I most likely will be going this route - and don't really have the stomach to manage the thing from start to finish on a self build basis.  I can deal with liaising with the allied trades - that come in afterwards if I can rely on another very reputable contractor to put an airtight structure/shell  in place


----------



## Mackemdub (26 Apr 2017)

Shomera?  they do more than just boxes now


----------



## Jazz01 (26 Apr 2017)

Sigma homes perhaps.

FYI - Not a recommendation / Haven't used them in the past / don't know anyone who has.


----------



## Seagull (26 Apr 2017)

Have you employed an architect/engineer to draw up the plans for your extension? If so, it might be worth asking them how much they would charge to project manage the build.


----------



## XMarks (26 Apr 2017)

Nuhaus.ie and Ecospace.ie are two that I can think of. The former has all in priced packages on their site. The latter has a pricing calculator you can use.


----------



## Leo (26 Apr 2017)

Tecate, your requirements aren't quite clear here. You say you're looking for a complete solution, yet mention being happy to coordinate all the trades that get involved after the shell is in place. A complete solution generally involved a single contractor coordinating the major construction work along with coordinating all of the required trades throughout the process through a single contract. 

Engaging one company to build a shell, then self-organising all the trades yourself could be a nightmare unless you really know what you're doing and employ very good people. Just coordinating the design and specification of the shell to incorporate the needs of all the follow on trades could be very time consuming. Having trades come onsite during the construction of the shell for first and second fixing could also lead to conflicts and delays (resulting in further costs on you).


----------



## tecate (27 Apr 2017)

Thanks all for the suggestions.  It was remiss of me not to mention where I'm based => West of Ireland - so that may rule out a few of the above.

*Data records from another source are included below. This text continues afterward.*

Issue #1008, opened 2026-07-12
Codex auth status reports "not authenticated" when Codex CLI (>=0.144) stores credentials in the OS keychain


pfedotovsky:
## Summary

Codex CLI 0.144+ stores login credentials in the OS keychain by default (macOS keychain item `Codex Auth`) and no longer writes `~/.codex/auth.json`. The Codex auth check in `server/modules/providers/list/codex/codex-auth.provider.ts` (`checkCredentials`) reads **only** `auth.json`, so `GET /api/providers/codex/auth/status` returns `authenticated: false` even right after a successful `codex login`, and the UI tells the user Codex is not signed in.

Notably, **actual Codex chat sessions work fine** in this state: `@openai/codex-sdk` spawns a codex binary, and the keychain item's ACL matches OpenAI's code signature, so the binary reads its own credentials without any prompt. Only the status endpoint is wrong.

## Reproduce

1. macOS host, Codex CLI >= 0.144 (verified with 0.144.1), CloudCLI 1.36.1.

@Leo:  Point taken.  Furthermore, I may be a bit guilty of leaping a step forward before achieving something essential to the project in the first instance.  I've spent 2 years fighting a battle with an insurer (related directly to the dwelling).  That could be done and dusted within a week but given the way things have rolled, who knows - it could rumble on (they've long since conceded liability - the scrapping as been in terms of scope of works- we're 90% of the way there.  There's just 10% of sundry damage that I need them to take ownership of in terms of how they propose to remediate).  They are now opting for cash settlement rather than carrying out the work themselves.  As an aside (in case anyone is wondering), whilst the extension is not central to the nature of the claim per se, it can be done in a way that it also remediates the defects that were central to the claim itself.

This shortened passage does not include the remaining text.